## Task prompt
The listing below holds a line with "For example, in" and a line with "I am not touching". Reproduce those two lines exactly, plus everything between them.

Data provided below:

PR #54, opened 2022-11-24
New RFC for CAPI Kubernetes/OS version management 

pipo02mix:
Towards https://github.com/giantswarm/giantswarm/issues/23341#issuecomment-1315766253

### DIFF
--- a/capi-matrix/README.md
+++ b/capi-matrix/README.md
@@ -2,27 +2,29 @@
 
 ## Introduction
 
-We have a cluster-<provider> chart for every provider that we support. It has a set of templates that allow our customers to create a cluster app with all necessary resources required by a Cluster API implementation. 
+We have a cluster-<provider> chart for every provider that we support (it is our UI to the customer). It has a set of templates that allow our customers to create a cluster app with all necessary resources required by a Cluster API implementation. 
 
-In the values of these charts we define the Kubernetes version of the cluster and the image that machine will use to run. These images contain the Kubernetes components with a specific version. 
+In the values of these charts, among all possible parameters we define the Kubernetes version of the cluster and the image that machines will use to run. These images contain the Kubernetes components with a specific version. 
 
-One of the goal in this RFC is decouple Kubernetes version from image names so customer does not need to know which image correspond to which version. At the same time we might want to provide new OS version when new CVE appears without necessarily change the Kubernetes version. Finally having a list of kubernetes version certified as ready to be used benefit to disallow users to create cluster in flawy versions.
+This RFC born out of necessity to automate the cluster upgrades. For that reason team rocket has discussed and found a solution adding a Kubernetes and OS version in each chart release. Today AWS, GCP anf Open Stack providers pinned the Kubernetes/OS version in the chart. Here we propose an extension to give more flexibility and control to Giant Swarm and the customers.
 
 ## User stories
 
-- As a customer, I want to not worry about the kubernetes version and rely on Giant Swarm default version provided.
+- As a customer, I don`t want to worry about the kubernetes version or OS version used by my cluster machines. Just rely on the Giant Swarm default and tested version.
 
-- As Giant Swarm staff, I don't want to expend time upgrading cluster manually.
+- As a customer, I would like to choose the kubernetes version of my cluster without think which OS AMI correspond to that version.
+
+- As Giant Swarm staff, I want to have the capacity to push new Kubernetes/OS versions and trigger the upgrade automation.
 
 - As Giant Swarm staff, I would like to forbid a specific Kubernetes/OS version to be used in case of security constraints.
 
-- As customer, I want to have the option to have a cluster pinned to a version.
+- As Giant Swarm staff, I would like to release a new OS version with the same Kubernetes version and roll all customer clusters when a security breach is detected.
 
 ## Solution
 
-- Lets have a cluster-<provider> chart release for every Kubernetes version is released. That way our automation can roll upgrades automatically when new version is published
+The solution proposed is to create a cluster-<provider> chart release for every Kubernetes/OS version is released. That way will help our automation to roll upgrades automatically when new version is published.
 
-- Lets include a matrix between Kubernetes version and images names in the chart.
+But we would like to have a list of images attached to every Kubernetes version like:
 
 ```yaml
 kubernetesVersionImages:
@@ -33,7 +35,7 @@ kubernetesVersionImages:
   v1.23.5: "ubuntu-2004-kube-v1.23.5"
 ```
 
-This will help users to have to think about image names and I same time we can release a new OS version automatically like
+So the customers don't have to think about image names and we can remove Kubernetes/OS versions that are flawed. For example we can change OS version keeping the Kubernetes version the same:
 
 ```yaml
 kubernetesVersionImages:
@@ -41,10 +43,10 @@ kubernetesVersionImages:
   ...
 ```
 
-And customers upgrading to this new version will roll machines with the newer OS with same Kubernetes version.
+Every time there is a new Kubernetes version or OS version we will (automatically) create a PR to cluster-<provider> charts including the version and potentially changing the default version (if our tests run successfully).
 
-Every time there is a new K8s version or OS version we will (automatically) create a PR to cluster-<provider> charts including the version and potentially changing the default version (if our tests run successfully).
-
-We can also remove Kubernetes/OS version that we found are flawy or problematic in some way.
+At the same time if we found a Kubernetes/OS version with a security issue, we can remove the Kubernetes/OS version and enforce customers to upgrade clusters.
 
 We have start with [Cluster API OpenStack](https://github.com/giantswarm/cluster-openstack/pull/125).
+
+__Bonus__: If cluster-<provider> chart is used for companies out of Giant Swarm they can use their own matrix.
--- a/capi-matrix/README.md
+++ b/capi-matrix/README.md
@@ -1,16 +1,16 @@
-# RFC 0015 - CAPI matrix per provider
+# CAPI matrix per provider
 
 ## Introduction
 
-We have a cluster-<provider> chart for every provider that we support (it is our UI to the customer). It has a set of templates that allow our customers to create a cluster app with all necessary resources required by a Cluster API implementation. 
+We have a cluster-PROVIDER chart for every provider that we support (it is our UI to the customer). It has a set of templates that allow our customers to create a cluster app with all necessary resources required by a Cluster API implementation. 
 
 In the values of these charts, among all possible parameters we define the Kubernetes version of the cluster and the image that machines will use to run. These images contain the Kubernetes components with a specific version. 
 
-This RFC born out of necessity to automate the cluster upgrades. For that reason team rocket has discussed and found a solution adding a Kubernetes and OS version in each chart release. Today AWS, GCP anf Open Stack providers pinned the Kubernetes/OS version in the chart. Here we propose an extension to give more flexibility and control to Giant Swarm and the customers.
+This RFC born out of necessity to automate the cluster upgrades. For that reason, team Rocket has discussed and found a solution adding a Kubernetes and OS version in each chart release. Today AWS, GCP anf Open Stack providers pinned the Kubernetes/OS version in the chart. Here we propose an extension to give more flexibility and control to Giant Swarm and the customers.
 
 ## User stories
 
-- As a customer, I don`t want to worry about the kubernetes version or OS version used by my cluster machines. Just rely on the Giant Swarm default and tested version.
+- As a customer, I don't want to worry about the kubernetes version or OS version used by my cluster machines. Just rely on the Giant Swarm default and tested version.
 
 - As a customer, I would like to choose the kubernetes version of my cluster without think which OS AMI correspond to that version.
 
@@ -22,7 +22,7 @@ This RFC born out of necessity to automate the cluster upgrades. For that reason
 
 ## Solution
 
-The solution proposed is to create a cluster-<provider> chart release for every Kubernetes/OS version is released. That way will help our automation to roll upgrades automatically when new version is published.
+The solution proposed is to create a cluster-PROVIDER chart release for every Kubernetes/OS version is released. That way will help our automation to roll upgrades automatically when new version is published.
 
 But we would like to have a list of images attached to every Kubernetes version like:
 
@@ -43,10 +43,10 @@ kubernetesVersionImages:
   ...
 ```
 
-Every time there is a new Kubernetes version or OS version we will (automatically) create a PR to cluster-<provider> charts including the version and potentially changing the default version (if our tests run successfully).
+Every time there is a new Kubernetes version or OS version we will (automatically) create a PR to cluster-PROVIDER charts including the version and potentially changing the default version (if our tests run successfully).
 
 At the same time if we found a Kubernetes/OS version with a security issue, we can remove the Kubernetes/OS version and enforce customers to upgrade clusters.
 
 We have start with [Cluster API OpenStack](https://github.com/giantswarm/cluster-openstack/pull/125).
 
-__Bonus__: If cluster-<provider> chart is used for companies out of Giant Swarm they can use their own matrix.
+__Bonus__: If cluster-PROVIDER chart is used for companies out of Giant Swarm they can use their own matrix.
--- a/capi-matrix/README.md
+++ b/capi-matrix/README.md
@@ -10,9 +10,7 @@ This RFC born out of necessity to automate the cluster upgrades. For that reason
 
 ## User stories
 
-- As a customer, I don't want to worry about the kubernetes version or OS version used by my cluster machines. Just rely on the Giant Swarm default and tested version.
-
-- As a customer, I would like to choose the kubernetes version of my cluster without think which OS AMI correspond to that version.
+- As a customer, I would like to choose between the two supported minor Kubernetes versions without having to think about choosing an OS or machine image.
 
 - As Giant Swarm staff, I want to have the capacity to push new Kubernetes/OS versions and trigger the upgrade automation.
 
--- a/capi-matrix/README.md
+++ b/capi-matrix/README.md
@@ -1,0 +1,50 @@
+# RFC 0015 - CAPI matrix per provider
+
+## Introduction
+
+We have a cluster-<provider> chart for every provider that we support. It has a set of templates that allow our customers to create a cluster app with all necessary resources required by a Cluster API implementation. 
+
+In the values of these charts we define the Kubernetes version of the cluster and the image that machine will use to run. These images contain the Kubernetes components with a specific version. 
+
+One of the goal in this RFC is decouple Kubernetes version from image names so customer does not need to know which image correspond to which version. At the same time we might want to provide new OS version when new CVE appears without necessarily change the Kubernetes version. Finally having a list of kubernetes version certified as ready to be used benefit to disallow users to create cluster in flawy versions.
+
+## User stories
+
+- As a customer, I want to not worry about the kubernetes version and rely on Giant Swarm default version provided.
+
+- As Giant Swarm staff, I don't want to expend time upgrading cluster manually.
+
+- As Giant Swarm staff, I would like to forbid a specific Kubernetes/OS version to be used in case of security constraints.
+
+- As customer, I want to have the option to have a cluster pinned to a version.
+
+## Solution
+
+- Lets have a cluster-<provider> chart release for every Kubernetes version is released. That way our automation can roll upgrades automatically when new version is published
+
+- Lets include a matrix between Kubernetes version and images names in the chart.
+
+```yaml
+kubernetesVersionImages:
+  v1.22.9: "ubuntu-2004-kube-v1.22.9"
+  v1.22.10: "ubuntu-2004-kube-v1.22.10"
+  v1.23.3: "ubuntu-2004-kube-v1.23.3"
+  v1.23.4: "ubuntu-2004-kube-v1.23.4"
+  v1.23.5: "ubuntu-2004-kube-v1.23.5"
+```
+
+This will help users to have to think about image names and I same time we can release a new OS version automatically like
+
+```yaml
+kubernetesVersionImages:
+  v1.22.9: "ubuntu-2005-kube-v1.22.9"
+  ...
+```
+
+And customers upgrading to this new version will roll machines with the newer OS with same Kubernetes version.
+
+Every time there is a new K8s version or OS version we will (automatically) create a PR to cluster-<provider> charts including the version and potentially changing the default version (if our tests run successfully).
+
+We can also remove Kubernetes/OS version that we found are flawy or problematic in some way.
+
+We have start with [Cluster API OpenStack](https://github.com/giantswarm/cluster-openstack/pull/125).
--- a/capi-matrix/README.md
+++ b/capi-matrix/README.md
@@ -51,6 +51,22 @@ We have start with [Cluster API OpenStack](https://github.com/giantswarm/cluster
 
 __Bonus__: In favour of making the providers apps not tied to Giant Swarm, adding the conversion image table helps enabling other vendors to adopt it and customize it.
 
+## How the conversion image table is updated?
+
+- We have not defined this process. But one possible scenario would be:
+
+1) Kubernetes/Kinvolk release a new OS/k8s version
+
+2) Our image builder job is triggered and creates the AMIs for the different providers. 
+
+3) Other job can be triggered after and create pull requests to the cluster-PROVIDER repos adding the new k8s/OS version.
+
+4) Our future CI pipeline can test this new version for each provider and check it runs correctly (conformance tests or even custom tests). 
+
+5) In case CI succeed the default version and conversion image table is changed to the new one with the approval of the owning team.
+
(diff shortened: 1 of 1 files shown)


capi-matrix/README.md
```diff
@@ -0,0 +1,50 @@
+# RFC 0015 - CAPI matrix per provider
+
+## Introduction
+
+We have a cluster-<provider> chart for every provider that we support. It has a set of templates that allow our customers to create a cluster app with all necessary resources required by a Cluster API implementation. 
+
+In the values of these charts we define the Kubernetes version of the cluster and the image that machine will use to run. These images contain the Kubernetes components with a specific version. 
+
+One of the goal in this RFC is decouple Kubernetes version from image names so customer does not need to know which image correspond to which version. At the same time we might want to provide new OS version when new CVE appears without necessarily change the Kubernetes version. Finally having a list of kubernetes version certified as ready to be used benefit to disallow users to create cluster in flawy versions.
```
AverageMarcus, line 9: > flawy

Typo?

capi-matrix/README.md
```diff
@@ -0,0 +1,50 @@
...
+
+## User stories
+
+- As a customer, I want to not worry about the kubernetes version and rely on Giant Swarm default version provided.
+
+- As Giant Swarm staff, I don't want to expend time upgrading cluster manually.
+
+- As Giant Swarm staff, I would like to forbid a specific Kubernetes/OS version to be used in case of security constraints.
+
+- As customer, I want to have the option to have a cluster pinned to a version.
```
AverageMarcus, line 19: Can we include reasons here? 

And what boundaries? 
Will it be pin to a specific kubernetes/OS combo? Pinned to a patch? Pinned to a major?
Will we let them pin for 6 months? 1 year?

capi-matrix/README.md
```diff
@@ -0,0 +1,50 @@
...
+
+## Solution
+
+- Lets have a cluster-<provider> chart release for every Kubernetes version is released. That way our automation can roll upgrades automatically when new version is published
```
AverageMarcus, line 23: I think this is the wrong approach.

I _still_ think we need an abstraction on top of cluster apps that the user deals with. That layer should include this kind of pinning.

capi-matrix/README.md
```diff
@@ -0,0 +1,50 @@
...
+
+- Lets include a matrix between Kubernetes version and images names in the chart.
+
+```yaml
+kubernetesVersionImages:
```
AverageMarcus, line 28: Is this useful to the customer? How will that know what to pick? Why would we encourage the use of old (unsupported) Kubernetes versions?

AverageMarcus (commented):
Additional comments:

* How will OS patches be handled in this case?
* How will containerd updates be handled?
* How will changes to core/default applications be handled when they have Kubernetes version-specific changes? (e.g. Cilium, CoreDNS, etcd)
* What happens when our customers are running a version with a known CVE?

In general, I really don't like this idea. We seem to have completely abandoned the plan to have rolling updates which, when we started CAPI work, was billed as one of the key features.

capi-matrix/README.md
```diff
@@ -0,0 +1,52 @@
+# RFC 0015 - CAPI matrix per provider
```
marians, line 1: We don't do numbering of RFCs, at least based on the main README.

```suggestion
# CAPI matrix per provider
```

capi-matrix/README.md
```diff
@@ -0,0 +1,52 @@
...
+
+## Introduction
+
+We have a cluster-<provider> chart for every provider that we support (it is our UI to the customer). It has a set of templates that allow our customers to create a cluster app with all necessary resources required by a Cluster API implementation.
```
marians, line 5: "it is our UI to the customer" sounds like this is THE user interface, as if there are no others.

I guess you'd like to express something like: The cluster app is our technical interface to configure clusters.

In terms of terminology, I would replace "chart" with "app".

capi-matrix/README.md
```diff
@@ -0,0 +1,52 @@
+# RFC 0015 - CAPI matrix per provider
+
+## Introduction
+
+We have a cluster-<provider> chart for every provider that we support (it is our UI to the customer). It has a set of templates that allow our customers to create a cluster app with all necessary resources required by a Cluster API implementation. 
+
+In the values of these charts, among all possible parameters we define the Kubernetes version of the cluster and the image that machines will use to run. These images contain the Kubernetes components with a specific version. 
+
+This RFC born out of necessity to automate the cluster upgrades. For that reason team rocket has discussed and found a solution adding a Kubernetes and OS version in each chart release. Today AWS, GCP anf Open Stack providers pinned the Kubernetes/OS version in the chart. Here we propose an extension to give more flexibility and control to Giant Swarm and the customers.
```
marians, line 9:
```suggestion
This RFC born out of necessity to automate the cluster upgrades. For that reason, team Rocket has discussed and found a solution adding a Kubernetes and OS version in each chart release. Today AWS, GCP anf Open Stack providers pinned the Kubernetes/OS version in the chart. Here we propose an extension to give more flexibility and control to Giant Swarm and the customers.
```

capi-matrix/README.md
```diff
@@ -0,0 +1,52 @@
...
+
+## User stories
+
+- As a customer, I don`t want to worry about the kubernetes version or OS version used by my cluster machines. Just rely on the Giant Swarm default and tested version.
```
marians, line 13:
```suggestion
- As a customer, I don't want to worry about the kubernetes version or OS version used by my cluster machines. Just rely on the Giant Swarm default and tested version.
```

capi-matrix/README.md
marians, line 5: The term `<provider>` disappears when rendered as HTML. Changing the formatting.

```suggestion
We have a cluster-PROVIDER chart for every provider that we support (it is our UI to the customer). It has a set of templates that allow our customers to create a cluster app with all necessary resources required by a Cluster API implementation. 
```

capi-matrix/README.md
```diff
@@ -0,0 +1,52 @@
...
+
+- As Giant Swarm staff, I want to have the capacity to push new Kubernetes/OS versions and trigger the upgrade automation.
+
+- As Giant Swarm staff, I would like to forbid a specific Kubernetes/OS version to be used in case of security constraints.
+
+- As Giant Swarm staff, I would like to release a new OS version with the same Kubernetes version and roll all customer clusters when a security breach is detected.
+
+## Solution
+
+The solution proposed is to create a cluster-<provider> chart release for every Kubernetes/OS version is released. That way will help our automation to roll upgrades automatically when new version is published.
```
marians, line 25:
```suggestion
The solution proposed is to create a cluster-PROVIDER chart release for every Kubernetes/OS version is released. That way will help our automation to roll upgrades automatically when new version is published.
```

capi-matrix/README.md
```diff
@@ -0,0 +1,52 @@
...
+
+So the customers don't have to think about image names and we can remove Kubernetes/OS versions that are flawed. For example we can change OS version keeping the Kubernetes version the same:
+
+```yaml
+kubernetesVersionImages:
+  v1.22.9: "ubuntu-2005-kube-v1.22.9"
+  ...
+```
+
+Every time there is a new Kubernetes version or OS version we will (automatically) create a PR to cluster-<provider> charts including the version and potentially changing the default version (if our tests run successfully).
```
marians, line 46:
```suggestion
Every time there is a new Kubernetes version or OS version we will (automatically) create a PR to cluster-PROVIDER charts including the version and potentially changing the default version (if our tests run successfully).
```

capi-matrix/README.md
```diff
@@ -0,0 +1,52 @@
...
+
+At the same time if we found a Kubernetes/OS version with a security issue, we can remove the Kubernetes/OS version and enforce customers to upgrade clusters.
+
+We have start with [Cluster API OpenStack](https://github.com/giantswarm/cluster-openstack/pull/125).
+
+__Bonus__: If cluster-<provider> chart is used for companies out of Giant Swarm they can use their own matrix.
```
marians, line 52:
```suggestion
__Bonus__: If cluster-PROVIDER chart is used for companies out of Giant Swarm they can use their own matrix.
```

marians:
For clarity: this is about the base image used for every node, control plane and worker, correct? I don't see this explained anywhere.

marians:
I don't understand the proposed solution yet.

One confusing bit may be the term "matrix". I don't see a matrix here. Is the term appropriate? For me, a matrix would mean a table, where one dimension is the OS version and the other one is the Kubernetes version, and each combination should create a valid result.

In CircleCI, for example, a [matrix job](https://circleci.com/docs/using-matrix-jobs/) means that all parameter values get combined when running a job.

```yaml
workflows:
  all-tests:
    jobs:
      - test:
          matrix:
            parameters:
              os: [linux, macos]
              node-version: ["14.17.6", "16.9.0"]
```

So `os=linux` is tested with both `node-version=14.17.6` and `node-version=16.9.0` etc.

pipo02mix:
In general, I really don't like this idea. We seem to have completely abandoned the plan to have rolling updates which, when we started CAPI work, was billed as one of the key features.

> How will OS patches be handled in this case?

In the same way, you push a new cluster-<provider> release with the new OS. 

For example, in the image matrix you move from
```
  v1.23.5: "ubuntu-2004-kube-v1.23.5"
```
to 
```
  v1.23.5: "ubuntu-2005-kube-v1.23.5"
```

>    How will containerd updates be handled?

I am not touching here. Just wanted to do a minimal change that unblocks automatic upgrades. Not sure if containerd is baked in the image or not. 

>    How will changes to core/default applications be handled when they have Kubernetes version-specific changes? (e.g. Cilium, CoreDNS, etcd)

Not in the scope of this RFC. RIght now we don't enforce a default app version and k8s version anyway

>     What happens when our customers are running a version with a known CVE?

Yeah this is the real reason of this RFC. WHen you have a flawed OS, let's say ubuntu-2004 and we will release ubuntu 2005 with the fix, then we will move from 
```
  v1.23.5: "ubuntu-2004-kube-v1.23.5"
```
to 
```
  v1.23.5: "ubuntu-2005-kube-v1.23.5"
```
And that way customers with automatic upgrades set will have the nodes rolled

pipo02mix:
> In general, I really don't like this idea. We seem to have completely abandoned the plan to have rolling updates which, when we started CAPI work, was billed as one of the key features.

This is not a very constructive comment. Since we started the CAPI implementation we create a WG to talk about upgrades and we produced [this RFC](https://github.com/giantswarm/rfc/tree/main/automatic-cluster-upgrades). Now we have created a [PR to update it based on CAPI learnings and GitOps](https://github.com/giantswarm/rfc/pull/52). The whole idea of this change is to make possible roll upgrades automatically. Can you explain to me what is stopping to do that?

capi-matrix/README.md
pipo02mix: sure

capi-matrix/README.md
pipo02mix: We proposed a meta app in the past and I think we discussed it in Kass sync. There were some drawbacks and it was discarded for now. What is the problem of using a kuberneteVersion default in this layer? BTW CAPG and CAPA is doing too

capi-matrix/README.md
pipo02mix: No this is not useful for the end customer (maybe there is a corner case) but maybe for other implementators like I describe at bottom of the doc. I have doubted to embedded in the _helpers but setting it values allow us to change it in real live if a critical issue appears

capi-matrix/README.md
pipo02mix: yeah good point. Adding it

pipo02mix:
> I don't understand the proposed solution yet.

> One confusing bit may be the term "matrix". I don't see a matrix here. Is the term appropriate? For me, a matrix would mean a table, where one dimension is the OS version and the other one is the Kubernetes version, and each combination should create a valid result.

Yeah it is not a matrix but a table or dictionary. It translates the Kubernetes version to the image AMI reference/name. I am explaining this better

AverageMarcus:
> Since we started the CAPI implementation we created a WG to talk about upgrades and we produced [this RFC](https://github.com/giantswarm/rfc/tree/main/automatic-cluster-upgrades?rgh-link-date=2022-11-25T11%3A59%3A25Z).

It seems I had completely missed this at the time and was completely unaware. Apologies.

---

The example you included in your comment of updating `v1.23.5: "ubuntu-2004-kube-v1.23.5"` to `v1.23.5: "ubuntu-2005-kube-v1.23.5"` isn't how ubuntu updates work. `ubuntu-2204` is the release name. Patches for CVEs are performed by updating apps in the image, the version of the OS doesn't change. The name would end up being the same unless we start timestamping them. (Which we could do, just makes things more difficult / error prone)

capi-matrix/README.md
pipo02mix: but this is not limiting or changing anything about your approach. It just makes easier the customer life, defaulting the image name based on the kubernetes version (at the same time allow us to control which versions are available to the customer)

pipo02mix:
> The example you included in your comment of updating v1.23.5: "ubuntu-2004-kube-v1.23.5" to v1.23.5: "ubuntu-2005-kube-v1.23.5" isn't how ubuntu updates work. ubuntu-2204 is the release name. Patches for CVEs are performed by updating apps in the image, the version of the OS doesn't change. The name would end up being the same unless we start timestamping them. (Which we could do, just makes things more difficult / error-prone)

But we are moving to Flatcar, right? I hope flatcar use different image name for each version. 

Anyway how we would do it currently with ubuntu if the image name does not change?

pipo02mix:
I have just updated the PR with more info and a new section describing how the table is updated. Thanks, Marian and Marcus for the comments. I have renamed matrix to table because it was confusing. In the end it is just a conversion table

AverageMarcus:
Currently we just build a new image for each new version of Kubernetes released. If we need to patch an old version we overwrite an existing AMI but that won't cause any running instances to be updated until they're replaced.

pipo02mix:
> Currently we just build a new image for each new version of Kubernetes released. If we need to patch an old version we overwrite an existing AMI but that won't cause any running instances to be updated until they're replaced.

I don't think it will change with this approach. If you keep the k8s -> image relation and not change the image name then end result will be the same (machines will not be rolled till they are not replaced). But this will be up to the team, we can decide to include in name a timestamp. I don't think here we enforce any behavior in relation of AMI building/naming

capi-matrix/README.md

End of Data provided.

## Result
For example, in the image matrix you move from
```
  v1.23.5: "ubuntu-2004-kube-v1.23.5"
```
to 
```
  v1.23.5: "ubuntu-2005-kube-v1.23.5"
```

>    How will containerd updates be handled?

I am not touching here. Just wanted to do a minimal change that unblocks automatic upgrades. Not sure if containerd is baked in the image or not. 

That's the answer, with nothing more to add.